Martinus Waarom haast gemaakt, onze tijd van leven is slechts een zucht in de eeuwigheid. Als wij één ding in het bestaan afmaken en voltooien dan hebben we al heel wat gepresteerd.
Samenhaven U zegt het, onze tijd is kort, vandaar dat we zo'n haast hebben.
Martinus Om tegen de eerste de beste muur aan te lopen?
Rinkelkinkel Dat is u nooit overkomen?
Martinus Ik deed niks anders.
Samenhaven Wij hebben nog tijd.
Rinkelkinkel Wij moeten voort.
Martinus Wat is dat dan, jullie missie, die jullie willen volbrengen op aarde?

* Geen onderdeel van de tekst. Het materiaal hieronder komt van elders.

PR #172, opened 2025-04-23
Add prototype of C dll interface we can call from Delphi

r-ash:
This PR adds a prototype of how we can call leapfrog from Delphi. It only exposes the demographic projection model for the time being. I want to make a plan from this and ticket up the remaining work. Couple of things worth chatting about

1. This exposes a struct to the Delphi code, I do like this and it helps in delphi so that we don't need to pass in a huge array of args to the actual function. I can see this going 2 ways, expose struct with items specific to what spectrum desktop wants to pass i.e. the type of model it wants to run. Or expose our existing param structs which exist on the config, if this is possible.
2. There are a few hardcoded things here, `output_years`, `projection_period`, `t_ART_start`, `hts_per_year` which should come from the calling code
3. The `build_dll.sh` script copies the DLL into the location I have spectrum repo at relative to this repo, not super portable and we should think of something better for that


r-ash:
Now implemented for real so closing this prototype

PR #176, opened 2025-04-23
Add support for single year runs

### LINKED ISSUE #173: Add a function to run a single year of the model from some state input
And output for a single year.

We'll want to call this from Delphi and Python.

Do we also need to expose a set initial state function? At the moment all this does is populate the first year state from the base population, but it might do more in the future? Could just put that in another ticket and we can write it when we need it.

M-Kusumgar:
Closes #173 

This adds support for single year runs. Was a bit fiddly, I added support to only the R interface because i dont know if we want to use it in cpp, i think the cpp is more like a smoke test interface

I ended up using function overloading the the `frogger.cpp` file, i think this is cleaner and got rid of the last remaining bits of `std::optional`s


r-ash (approved):
This looks good! I see the fiddlyness in `frogger.cpp` but this looks like a good approach. Let's double check the interface in the meeting today

R/run_model.R
```diff
@@ -42,6 +42,25 @@ run_model_from_state <- function(parameters,
...
 
+#' Run leapfrog model fit for a single year
+#'
+#' @param parameters Projection parameters
+#' @param configuration The model configuration to run, see
+#'   [list_model_configurations()] for available configurations
+#' @param initial_state The model will run from this initial state
+#' @param start_from_year Start the model simulation from this year
+#'
+#' @return List of model outputs
```
r-ash: We should make clearer how the return type from this is different to above. And when would I want to run this vs the other run model types.

We could document all these together too.

M-Kusumgar: think ive addressed this

PR #182, opened 2025-04-25
Fix small bug in input generation, and regen all input parameters

r-ash:
I think this fixes a small issue in input parameter when creating `births_sex_prop`

We are taking `demp$srb` which is a 1D array of length 61, values from 1970 to 2030.

We are building `births_sex_prop` by doing

```
rbind(male = demp$srb, female = 100) / (demp$srb + 100)
```

I believe what this is doing is dividing male 1970 by `demp$srb[1] + 100`, female 1970 by `demp$srb[2] + 100`, male 1971 by `demp$srb[3]` and so on then reusing the vector. Instead of what I think we intend which is diving male 1970 by `demp$srb[1] + 100`, female 1970 also by `demp$srb[1] +100` and so on.

Here is an example of what I mean with some dummy data

```
Browse[1]> my_data <- data.frame(a = c(2, 3), b = c(4, 5))
Browse[1]> my_data
  a b
1 2 4
2 3 5
Browse[1]> my_divisor <- c(6, 7)
Browse[1]> my_data / my_divisor
          a         b
1 0.3333333 0.6666667
2 0.4285714 0.7142857
Browse[1]> data.frame(a = c(2 / 6, 3 / 7), b = c(4 / 6, 5 / 7)) // note the denominator
          a         b
1 0.3333333 0.6666667
2 0.4285714 0.7142857
```

I noticed this when looking at how spectrum desktop was preparing this input. This uses an approach like spectrum desktop.


jeffeaton:
Nice catch. I guess that never failed on a test because the SRB was constant in all our test files.

Thanks

jeffeaton (approved):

Samenhaven Met alle respect, dit houdt zo op.
Rinkelkinkel Wij moeten bepaald wasgoed aan bepaalde eigenaren retourneren zodat bepaalde vinder zijn vindersloon kan ontvangen, want dat zijn wij nu we het wasgoed met gevaar voor eigen leven van hem hebben overgenomen tegen een waarlijk vorstelijke vergoeding, zodat bepaalde wasvrouw haar loon kan ontvangen.
Samenhaven Het is te veel om uit te leggen, maar een godvruchtig werk, gelooft u het maar.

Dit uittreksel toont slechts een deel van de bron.